CFTC charges Infinity Q’s James Velissaris with $1 billion hedge fund fraud

DIgraced Infinity Q’s CIO is said to have corrupted pricing service models to show hundreds of millions of dollars in false, exaggerated gains, which he used to charge inflated fees, induce existing pool participants to commit additional monies, and lure in new participants.

The Commodity Futures Trading Commission has charged James R. Velissaris with fraud in connection with a multi-faceted scheme to overvalue the assets managed by his multi-billion dollar hedge fund.

The civil enforcement action in the U.S. District Court for the Southern District of New York alleges that, from 2018 to early 2021, Velissaris used his firm Infinity Q to engage in a fraudulent valuation scheme to show false gains on hundreds of swaps held by two commodity pools managed by Infinity Q, a CFTC-registered commodity pool operator.

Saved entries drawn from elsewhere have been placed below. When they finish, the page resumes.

PR #1144, opened 2024-01-02
Revised quadratic equation solver for handling exceptions.

mpaiao:
Slightly revised the solvers for quadratic equations ( <i>a</i> <i>x</i><sup>2</sup> + <i>b</i> <i>x</i> + <i>x</i> = 0). The previous solver would fail under a few cases in which roots may actually exist (most notably, when <i>a</i> = 0). Also, the revised solver is slightly more robust for handling other specific cases, for example, when <i>b</i> = 0. In this case, the numerical recipe approach could lead to FPE even though two valid roots may exist.

The existing solver should be working fine for the cases in which the solver is being currently used, this revision is more to prevent issues if future implementations call the existing solvers. 

### Checklist

*Contributor*

*Integrator*

### Documentation

### Test Results:

*FATES baseline hash-tag:*

*Test Output:*


biogeophys/FatesPlantRespPhotosynthMod.F90
```diff
@@ -1790,6 +1790,8 @@ subroutine quadratic_f (a, b, c, r1, r2)
   ! !REVISION HISTORY:
   ! 4/5/10: Adapted from /home/bonan/ecm/psn/An_gs_iterative.f90 by Keith Oleson
   ! 7/23/16: Copied over from CLM by Ryan Knox
+  ! 12/30/23: Instead of issuing errors when a=0, solve the trivial cases too.
+  !           Check determinant sign, and stop the run when it is negative.
```
glemieux, line 1794: Add an explicit reference to the Numerical Solutions book in case the person reading the code isn't familiar with it.

glemieux (approved):
This looks great.  One minor request for updating the revision history comment.

biogeophys/FatesPlantRespPhotosynthMod.F90
mpaiao: Thanks for revising it, @glemieux! There was already a reference to the book in the comments, but for an earlier edition. I updated with the full reference and link.

rgknox:
@mpaiao , code looks good. It certainly handles exceptions more thoroughly and will "keep going" in more situations.  Has this code been tested in other contexts (like ED2 for instance)? Have you tried any long term simulations to stress test it? Its likely slower, given all the logic, the logic on the discriminant and the max call, but I'm fine with that if its not too noticeably slower given the upsides.

mpaiao:
@rgknox This PR brings in some of the exceptions handled in the ED2 code, but ED2 didn't handle one of the cases that FATES already handled. I actually made a PR to the ED2 code to include this exception.

I have not run many long-term simulations with the code, but I did test the routine offline for a broad number of special/challenging cases (e.g., a,b, and/or c being zero, two roots with extremely different orders of magnitude, negative discriminant), and the solver seems to handle all the cases correctly.

rgknox:
I ran a 5 year smoke test just to put it the solver through its paces and make sure it didn't generate any weird behavior. The maps of above ground biomass is roughly the same as that from a base run I created with two-stream a couple weeks back.  Merging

The CFTC seeks restitution to defrauded pool participants, disgorgement of ill-gotten gains, civil monetary penalties, permanent registration and trading bans, and permanent injunctions against further violations of the Commodity Exchange Act (CEA) and CFTC regulations, as charged.

CFTC’s Acting Director of Enforcement Vincent McGonagle, said: “This action demonstrates that the Commission will continue to focus on customer protection across the multifarious markets and products under its jurisdiction Misvaluing financial instruments such as the swaps in this matter violates core provisions of the Commodity Exchange Act’s anti-fraud prohibitions and the Commission will vigorously seek to prosecute such violations.”

The CFTC claims the scope and scale of the fraud increased as he tried simultaneously to mitigate against, and also take advantage of, the unprecedented market volatility caused by the pandemic.

He allegedly executed his scheme by intentionally corrupting the independent, third-party pricing service models that Infinity Q used and touted to customers to value swaps held by the two commodity pools.

Velissaris is said to have input false information into the models; changed the standard underlying computation codes, and used improper pricing templates to guarantee the pricing service would return whatever artificial values he wanted.

As a result, Infinity Q showed hundreds of millions of dollars in false, exaggerated gains, which he used to charge inflated fees, induce existing pool participants to commit additional monies, and lure in new participants, the CFTC argued.

The CFTC claims he then concealed his fraud by falsifying swap term sheets to Infinity Q’s auditors, making retroactive changes to Infinity Q’s written valuation policy; and creating phony minutes for meetings of Infinity Q’s valuation committee that never happened.

According to the financial watchdog, the fraudulent scheme resulted in the overvaluation of the funds managed by Infinity Q in certain months by more than $1 billion.

The Securities and Exchange Commission (SEC) and DoJ have also filed complaints against Velissaris in parallel actions.